▶ _WHAT YOU NEED TO DO_: The answer is the set of lines that include "ditto", copied from the data below.
• • • • •
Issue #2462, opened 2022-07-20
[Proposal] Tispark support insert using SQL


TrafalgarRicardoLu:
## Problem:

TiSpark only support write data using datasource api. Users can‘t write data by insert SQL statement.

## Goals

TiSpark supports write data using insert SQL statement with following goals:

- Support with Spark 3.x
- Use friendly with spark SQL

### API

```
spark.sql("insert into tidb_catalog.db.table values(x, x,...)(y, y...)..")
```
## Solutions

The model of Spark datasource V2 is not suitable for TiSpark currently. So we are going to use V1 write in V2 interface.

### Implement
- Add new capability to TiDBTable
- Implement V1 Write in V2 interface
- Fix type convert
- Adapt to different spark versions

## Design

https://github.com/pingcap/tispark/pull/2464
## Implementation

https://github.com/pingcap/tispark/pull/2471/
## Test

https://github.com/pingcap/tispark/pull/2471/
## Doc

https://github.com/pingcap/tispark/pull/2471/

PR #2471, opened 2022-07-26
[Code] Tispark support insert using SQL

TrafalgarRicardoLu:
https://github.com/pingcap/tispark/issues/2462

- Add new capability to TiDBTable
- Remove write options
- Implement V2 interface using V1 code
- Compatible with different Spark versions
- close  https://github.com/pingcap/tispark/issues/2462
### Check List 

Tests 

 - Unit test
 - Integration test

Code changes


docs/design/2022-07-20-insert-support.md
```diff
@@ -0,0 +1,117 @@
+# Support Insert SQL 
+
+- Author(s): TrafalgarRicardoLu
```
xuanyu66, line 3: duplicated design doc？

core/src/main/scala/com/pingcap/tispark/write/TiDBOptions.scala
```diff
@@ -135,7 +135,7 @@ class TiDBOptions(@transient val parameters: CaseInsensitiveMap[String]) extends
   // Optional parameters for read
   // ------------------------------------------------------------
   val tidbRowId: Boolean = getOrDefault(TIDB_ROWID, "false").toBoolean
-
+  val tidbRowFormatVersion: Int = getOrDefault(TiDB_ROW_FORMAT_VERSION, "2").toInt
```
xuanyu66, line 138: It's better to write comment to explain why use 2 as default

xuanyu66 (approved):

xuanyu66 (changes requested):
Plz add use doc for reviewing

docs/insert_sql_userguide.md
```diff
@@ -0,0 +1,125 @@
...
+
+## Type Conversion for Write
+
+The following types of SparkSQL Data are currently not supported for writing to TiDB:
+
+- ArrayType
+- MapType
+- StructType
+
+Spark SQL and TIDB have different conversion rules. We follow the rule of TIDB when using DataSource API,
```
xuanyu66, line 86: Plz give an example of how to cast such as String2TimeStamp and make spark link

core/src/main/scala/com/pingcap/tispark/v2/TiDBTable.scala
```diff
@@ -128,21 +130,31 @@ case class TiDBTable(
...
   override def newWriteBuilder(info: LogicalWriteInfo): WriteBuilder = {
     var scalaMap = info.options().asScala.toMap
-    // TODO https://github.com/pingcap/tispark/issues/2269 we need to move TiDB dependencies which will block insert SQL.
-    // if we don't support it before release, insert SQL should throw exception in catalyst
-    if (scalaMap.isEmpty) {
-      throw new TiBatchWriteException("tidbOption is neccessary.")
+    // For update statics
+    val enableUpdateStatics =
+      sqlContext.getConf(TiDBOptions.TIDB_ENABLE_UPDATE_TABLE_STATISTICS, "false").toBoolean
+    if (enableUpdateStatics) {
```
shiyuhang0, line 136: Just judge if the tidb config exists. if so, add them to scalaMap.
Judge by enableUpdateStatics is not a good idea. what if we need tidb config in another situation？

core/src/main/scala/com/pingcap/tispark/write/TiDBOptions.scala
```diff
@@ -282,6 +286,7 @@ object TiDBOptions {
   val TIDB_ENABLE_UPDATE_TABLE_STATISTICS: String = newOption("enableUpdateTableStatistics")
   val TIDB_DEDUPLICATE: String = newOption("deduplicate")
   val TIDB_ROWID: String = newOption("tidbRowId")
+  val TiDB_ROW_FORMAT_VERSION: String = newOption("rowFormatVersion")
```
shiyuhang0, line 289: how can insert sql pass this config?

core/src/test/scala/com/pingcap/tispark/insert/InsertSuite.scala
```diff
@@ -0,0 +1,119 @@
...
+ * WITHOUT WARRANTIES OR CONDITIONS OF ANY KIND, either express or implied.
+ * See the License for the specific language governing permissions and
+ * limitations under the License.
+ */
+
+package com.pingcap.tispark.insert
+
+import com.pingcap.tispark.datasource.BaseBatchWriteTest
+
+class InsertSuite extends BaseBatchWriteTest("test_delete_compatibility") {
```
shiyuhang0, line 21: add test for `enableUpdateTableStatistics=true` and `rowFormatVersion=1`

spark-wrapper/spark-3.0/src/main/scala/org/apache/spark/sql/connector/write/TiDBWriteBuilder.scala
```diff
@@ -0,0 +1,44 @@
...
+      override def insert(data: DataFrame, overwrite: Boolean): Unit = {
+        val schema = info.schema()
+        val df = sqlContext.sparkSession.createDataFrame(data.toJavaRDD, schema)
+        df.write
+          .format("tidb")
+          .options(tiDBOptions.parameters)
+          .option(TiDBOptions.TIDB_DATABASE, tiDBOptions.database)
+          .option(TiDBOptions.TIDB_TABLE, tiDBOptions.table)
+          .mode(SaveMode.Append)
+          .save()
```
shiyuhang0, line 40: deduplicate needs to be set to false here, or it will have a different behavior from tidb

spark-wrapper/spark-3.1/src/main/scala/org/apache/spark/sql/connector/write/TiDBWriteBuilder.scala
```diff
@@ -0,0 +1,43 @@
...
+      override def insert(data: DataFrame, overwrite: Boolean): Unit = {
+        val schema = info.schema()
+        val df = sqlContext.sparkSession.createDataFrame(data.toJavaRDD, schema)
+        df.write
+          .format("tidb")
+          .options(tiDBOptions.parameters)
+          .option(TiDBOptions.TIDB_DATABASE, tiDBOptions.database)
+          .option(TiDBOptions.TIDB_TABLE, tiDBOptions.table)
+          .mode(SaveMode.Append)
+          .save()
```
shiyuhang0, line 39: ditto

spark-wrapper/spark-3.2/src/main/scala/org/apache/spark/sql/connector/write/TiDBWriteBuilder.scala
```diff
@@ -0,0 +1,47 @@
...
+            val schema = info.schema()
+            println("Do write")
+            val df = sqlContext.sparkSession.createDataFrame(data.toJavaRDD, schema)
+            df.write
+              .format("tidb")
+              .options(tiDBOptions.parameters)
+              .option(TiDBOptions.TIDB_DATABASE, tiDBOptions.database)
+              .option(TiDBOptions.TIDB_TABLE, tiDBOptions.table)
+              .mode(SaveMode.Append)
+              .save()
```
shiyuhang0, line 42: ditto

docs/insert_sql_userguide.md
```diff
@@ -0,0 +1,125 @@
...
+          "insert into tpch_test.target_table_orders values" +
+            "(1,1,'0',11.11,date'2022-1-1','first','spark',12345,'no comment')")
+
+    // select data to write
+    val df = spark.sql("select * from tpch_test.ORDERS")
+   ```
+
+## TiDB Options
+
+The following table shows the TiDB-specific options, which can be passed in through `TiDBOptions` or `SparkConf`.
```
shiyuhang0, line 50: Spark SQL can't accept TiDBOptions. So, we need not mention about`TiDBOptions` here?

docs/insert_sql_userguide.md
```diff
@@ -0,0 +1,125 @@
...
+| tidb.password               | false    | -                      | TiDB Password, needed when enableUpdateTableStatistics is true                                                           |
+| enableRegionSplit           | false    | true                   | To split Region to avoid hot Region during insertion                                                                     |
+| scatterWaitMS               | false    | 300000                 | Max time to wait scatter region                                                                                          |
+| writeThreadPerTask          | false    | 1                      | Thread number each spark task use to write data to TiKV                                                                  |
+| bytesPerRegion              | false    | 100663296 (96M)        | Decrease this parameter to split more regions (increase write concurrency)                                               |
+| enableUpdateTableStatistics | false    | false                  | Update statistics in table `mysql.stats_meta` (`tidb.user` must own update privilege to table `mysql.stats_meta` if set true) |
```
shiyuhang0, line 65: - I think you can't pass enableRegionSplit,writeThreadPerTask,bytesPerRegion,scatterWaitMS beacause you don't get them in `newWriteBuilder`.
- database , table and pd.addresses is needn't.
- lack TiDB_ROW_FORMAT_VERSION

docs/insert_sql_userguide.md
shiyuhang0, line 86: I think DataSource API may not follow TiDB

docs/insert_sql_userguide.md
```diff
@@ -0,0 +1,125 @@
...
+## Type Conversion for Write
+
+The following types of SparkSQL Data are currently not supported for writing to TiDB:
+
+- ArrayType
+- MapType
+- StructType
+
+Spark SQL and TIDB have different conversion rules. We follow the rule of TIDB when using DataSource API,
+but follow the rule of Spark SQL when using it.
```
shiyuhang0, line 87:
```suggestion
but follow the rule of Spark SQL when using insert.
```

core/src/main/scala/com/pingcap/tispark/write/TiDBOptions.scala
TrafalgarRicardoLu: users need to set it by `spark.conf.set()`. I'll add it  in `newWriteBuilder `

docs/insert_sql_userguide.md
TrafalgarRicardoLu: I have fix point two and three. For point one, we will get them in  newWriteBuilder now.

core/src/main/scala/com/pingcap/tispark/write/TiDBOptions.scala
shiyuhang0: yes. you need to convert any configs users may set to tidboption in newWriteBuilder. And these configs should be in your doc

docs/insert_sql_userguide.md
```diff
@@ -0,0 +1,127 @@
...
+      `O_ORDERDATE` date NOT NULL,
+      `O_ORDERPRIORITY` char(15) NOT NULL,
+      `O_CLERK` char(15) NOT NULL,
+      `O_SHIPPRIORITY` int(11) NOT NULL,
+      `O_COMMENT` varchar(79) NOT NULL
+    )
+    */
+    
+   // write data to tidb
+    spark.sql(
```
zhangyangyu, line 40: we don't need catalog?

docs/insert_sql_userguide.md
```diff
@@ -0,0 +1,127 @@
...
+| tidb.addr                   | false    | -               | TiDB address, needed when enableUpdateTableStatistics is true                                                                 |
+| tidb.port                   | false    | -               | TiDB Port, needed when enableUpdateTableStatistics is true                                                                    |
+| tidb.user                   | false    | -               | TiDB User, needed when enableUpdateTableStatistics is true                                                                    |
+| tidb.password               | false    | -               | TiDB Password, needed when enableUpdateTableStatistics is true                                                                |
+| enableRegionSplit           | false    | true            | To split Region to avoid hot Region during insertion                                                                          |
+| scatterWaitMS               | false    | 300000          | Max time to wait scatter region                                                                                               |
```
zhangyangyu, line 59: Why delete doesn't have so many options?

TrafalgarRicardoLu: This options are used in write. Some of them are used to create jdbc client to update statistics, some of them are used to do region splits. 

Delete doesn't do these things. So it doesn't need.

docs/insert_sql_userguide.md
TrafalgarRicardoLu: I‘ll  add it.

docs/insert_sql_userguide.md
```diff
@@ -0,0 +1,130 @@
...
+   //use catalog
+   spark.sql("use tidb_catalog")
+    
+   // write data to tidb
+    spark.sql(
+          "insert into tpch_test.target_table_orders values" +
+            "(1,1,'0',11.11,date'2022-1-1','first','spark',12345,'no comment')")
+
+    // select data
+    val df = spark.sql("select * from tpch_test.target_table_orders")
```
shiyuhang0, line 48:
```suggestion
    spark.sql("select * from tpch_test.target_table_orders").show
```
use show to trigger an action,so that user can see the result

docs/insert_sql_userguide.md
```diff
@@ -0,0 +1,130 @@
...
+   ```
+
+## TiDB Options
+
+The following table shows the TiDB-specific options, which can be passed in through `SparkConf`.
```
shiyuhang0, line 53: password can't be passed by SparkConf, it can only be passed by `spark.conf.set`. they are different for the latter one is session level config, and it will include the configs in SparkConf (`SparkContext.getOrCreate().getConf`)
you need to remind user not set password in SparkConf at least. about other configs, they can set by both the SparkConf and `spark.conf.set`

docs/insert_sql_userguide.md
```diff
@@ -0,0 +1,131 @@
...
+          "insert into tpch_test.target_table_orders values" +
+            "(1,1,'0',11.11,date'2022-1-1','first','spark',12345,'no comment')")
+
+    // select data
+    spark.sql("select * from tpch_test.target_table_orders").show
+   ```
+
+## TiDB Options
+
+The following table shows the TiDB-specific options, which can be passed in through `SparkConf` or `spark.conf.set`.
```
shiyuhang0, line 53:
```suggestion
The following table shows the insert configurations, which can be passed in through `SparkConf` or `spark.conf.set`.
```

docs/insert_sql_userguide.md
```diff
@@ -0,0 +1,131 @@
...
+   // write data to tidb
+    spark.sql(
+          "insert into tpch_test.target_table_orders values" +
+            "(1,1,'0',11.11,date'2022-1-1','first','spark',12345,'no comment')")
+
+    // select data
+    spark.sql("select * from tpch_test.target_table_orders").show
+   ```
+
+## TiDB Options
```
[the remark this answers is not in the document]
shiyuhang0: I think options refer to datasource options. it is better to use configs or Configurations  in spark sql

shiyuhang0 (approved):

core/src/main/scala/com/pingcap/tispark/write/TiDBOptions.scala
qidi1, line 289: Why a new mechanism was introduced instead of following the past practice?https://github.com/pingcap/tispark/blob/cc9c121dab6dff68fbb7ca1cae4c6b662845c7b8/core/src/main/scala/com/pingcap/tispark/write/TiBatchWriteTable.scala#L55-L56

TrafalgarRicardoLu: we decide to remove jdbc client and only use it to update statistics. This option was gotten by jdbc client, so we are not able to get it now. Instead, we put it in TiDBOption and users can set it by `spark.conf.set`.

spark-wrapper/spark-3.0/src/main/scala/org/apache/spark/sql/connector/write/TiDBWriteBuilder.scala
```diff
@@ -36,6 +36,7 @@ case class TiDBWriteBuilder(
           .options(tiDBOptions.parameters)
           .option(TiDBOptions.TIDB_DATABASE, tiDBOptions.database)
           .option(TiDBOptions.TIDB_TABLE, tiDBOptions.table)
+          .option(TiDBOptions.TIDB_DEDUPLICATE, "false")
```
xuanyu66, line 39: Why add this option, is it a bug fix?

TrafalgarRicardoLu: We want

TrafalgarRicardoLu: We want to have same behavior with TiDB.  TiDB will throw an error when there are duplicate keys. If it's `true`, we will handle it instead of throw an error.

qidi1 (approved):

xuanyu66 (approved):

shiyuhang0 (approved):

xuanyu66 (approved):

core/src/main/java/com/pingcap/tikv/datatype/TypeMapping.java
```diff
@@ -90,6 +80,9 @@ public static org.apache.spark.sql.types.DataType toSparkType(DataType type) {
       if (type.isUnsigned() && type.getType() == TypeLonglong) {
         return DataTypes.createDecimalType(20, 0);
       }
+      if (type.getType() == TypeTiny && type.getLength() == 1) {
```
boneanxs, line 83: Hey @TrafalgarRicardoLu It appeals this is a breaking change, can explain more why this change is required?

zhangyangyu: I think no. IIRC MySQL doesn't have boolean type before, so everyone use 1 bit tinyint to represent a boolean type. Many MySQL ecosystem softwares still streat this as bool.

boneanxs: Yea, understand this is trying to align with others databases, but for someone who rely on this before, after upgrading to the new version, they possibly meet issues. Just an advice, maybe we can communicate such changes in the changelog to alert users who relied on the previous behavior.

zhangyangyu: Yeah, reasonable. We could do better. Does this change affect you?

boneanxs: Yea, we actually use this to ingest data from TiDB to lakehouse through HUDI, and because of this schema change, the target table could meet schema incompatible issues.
• • • • •
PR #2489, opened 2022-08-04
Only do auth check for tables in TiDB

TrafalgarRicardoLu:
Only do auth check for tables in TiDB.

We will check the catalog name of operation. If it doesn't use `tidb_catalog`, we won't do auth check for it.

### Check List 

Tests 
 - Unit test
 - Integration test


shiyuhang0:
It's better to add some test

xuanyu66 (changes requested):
• • • • •
▶ _SOLUTION TO THE EXERCISE_:
shiyuhang0, line 39: ditto
shiyuhang0, line 42: ditto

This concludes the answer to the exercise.